Operations will have data responsibilities relating to correcting reported data quality issues, implementing the agreed backup and data protection plan, managing data growth, managing the storage architecture, including migrating data between tiers as required and performing regular performance checks for compliance.

Ongoing Data responsibilities for Legacy Databases

Towards the end of a database’s lifecycle, it may be in ‘contained’ production use, to support specific, limited business functionality. Governance will continue to monitor for changes that are required as a result of security concerns or legislative changes, but any activity of the delivery team will be limited to changes that spring from these concerns. All ongoing operations such as maintenance and monitoring will be done as a routine, relying on documentation and a Central Management Server archive.

If there are plans to retire (‘sunset’) a legacy database, there is additional work to be done in ensuring that any replacement system can provide equivalent functionality, implementing plans for migrating any required data over to the replacement database, and planning for the enforcement of appropriate data archive and purge procedures for the legacy system.

Archiving involves copying or transferring the data to a secure holding environment, where it is stored in case it is required at a later date or time. This data storage is usually for a lengthy period of time, e.g. as in legal situations, where the law requires retention of data or documents for a stipulated time period, e.g. 5 or even 10 years.

Purging or disposal is the final exit of, or death of, the value of the data. Its use has become redundant and so, generally after the archiving stage, it is purged from the system.

Governance will need to:

  • Plan for the termination of the service, checking that all users have plans in place for the eventual termination of the service
  • Establish the data formats, retention time and archival rules.
  • Establish how any archived data will be hosted, as appropriate for the classification of that data, and which methods of access, encryption and storage are permitted.

Once data has been purged, governance has a critical security management, regulatory, governing and compliant role to play in this step. It has to prove that the purge phase has been completed to exact requirements and that there is no residual post-purge data. Appropriate system checks, controls and user protocols should be in place, proving that total data elimination has effectively and successfully taken place.

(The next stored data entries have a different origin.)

PR #4956, opened 2022-08-02
topdown/reachable: Fix missing operand type checks.

### LINKED ISSUE #4951: Inconsistent runtime type check of "initial" argument in `graph.reachable` and `graph.reachable_paths`
The `graph.reachable` and `graph.reachable_paths` built-in functions seem to behave differently from other built-in functions at runtime, as providing an unsupported type as the second argument (the "initial" value) does not cause an undefined result, and does not render a runtime error with `--strict-builtin-errors` provided. The declared type of the `initial` argument is either a set or an array, but this is never checked in the code.

```shell
❯ echo '{"initial": 1}' |  opa eval -f pretty -I 'graph.reachable({}, input.initial)'
[]

❯ echo '{"initial": 1}' |  opa eval -f pretty --strict-builtin-errors -I 'graph.reachable({}, input.initial)'
[]
```

Other built-ins return either undefined on runtime type check failures, or an error if strict built-in errors is requested, e.g:

```shell 
❯ echo '{"initial": 1}' |  opa eval -f pretty -I 'lower(input.initial)'
undefined

❯ echo '{"initial": 1}' |  opa eval -f pretty --strict-builtin-errors -I 'lower(input.initial)'
1 error occurred: lower(input.initial): eval_type_error: lower: operand 1 must be string but got number
```

Discovered when porting these built-ins for [Jarl](https://github.com/johanfylling/jarl/), and while only a minor inconsistency/inconvenience in OPA, the runtime type checker there currently verifies the type of the arguments against the types declared for any given built-in in the plan definition. Fixing this here seems like the better option compared to hard coding a workaround for these two functions in any IR implementation.

philipaconrad:
This PR adds operand type checks for the `graph.reachable` and `graph.reachable_paths` builtins, so that they will consistently return builtin errors about wrong types for *both* arguments.

Previous behavior was inconsistent about when errors would be returned, if at all.

Fixes #4951.

### DIFF
--- a/test/cases/testdata/reachable/test-reachable-0326.yaml
+++ b/test/cases/testdata/reachable/test-reachable-0326.yaml
@@ -13,5 +13,5 @@ cases:
     }
   note: reachable/malformed 1
   query: data.generated.p = x
-  want_result:
-  - x: []
+  want_error_code: eval_type_error
+  strict_error: true
--- a/test/cases/testdata/reachable/test-reachable-0328.yaml
+++ b/test/cases/testdata/reachable/test-reachable-0328.yaml
@@ -13,5 +13,5 @@ cases:
     }
   note: reachable/malformed 3
   query: data.generated.p = x
-  want_result:
-  - x: []
+  want_error_code: eval_type_error
+  strict_error: true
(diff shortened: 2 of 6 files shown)


philipaconrad:
Assuming this clears review, I'll flatten these commits, and add the `fixes ...` note so that the issue will auto-close upon PR merge.

philipaconrad:
I was surprised by the WASM tests failing, but those *should* be corrected now.

anderseknert (approved):
LGTM. Thanks for fixing this!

Operations will be responsible for costing and implementing the data archiving and purging plan, as established by governance. For the duration of the data retention period, operations must run periodic checks, that offsite/backup storage media can still be read.

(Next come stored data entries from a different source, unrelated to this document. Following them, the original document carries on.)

PR #4957, opened 2022-08-02
Add a few missing tests

anderseknert:
Hacking on IR implementations for the builtins revealed
some missing tests, which are added here.

Also brought back the comment providing instructions for
running the tests in the helloworld directory, as this was
mistakenly removed by the massive cleanup PR some month back.

### DIFF
--- a/test/cases/testdata/cryptox509parsersaprivatekey/test-cryptox509parsersaprivatekey-1.yaml
+++ b/test/cases/testdata/cryptox509parsersaprivatekey/test-cryptox509parsersaprivatekey-1.yaml
@@ -1,0 +1,33 @@
+cases:
+  - data:
+    modules:
+      - |
+        package testing
+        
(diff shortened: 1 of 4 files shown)


philipaconrad (approved):
These look great! :smiley: Assuming the flakey MacOS tests pass, this should be good for merge.

A slightly more descriptive commit message would be the only change I'd suggest, maybe something like: `testcases: Add missing metadata, x509, helloword tests`?

anderseknert:
Thanks @philipaconrad 👍 I've added the names of the builtin functions now covered by tests to the commit message.

srenatus:
🤔 Do the `rule.metadata.*` calls even appear in the IR? I thought the _compiler_ rewrites those.

anderseknert:
@srenatus yes - the purpose of the tests is to assert that.

philipaconrad (approved):
LGTM! :+1:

Operations will also be responsible for arranging the data purging process, and will need to prove that the purge phase has been completed to the exact requirements set by governance and also, that there is no residual post-purge data.

Conclusion

DLM takes a view of data right across the organization that is using it. It might be expected, that data is entirely the responsibility of the application that uses it. This has never been the case in any enterprise. Most offices rely on whole chains of applications and processes that pass data between them. This means that the creation, use and disposal of data has to be supervised from a central point. If data needs to be changed, it must be easy to determine the original source of the data, and then amend it in such a way that it stays altered. To do this successfully requires certainty as to the original source, the ownership and the way that data feeds into downstream systems.

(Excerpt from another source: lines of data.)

PR #4959, opened 2022-08-03
fixes #4958

### LINKED ISSUE #4958: Issue with naming convention of modules when activating bundles
## Short description 

Ref. https://openpolicyagent.slack.com/archives/CBR63TK2A/p1658915694205819

When OPA is activating a delta bundle there is an issue with naming/id of modules when `compileModules` is run here: https://github.com/open-policy-agent/opa/blob/cbfdcba53aee3764d50f994b1bfbe7cbb84005c6/bundle/store.go#L770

If data is lost, corrupted or stolen, the losses can be enormous. The impact can be minimized in any organization that understands the nature of its data, and the processes that act on that data, especially when it keeps to a sensible set of data strategies that are shared and understood. By adopting a sensible approach to DLM and data governance, an organization can save a great deal of time and money in recovering from adversity, and will be able to be quicker and more effective in responding to business change.